PR #72, opened 2019-06-11
HACKING: clear up notes around development pipelines

dustymabe:
Make it clear that developer pipelines are to be run on existing
clusters/deployments. Also add more context and notes about defaults
and existing behavior.

### DIFF
--- a/HACKING.md
+++ b/HACKING.md
@@ -1,25 +1,18 @@
-The `manifests/pipeline.yaml` file contains an OpenShift template that
+
+## Setting up a local or production cluster from scratch
+
+The instructions in this section will cover setting up a local (developer)
+cluster as well as a production cluster pipeline in CentOS CI. If you
+have access to an existing deployment and just want to set up a parallel
+"developer pipeline" skip ahead to the [Running A Developer Pipeline Alongside an Existing Deployment](#running-a-developer-pipeline-alongside-an-existing-deployment)
+section.
+
+As for setting up a new pipeline, one key piece of information is that
+the `manifests/pipeline.yaml` file contains an OpenShift template that
 will set up a Jenkins pipeline using the
 [Kubernetes Jenkins plugin](https://github.com/jenkinsci/kubernetes-plugin).
-
-These instructions will cover both local developer workflows, as well as
-interacting with the production pipeline in CentOS CI. A section header
+The instructions below will help you deploy the pipeline. A section header
 may indicate that the section only applies to one of the two workflows.
-
-Another option if one simply wants to test a different COSA image or
-FCOS config or pipeline code (but otherwise maintain the manifest the
-same) is to create a developer pipeline alongside the production one. To
-do this, you *must* use the `devel-up` script. For example:
-
-```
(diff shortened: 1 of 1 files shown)


dustymabe:
still testing this out to make sure there isn't any small tweaks needed before merging

dustymabe:
> still testing this out to make sure there aren't any small tweaks needed before merging

ok I think all is good! lifting WIP

HACKING.md
```diff
@@ -299,3 +310,38 @@ http://simple-httpd-fedora-coreos.$CLUSTER_URL
 ```
 
 (Or simply check the output of `oc get route simple-httpd`).
+
+
+
```
jlebon: Minor: lots of extra blank spaces here

HACKING.md
```diff
@@ -299,3 +310,38 @@ http://simple-httpd-fedora-coreos.$CLUSTER_URL
...
+## Running A Developer Pipeline Alongside an Existing Deployment
+
+If you already know of an existing deployed pipeline you can add some
+namespaced (i.e. DEVEL_PREFIX) resources into the existing project
+and run your own developer pipeline. This is useful if you simply want
+to test a different COSA image or FCOS config or pipeline code, but
+otherwise maintain the manifest the same.
+do this, you *must* use the `devel-up` script. For example:
```
jlebon: Non sequitur

HACKING.md
```diff
@@ -1,25 +1,18 @@
...
-may indicate that the section only applies to one of the two workflows.
+## Setting up a local or production cluster from scratch
 
-Another option if one simply wants to test a different COSA image or
-FCOS config or pipeline code (but otherwise maintain the manifest the
-same) is to create a developer pipeline alongside the production one. To
-do this, you *must* use the `devel-up` script. For example:
+The instructions in this section will cover setting up a local (developer)
+cluster as well as a production cluster pipeline in CentOS CI. If you
+have an existing deployment and just want to set up a parallel
```
jlebon: Maybe instead of `have` --> `have access to` ?

HACKING.md
dustymabe: Yeah. didn't know if the extra spaces would help delineate the next heading as a new **major** section or not. Can you view this in rich format and let me know the best way to do that?

HACKING.md
dustymabe: yeah - copy/paste mistake I think - deleted in next upload.

HACKING.md
dustymabe: either way I deleted the extra space.

jlebon: You can see it here: https://github.com/coreos/fedora-coreos-pipeline/blob/b2c9ec407ecb56b274c6b9377447c69c6e482080/HACKING.md.

AFAIK, markdown doesn't care about the number of spaces. Just using the appropriate number of `#` signs should be good. :+1:

dustymabe:
new update ^^

jlebon:
LGTM, thanks for documenting the new workflow!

▸ Your task
A line qualifies when it holds the word "section"; report all qualifying lines from the records above.

▸ Your response
+The instructions in this section will cover setting up a local (developer)
+section.
-interacting with the production pipeline in CentOS CI. A section header
+The instructions below will help you deploy the pipeline. A section header
 may indicate that the section only applies to one of the two workflows.
-may indicate that the section only applies to one of the two workflows.
+The instructions in this section will cover setting up a local (developer)
dustymabe: Yeah. didn't know if the extra spaces would help delineate the next heading as a new **major** section or not. Can you view this in rich format and let me know the best way to do that?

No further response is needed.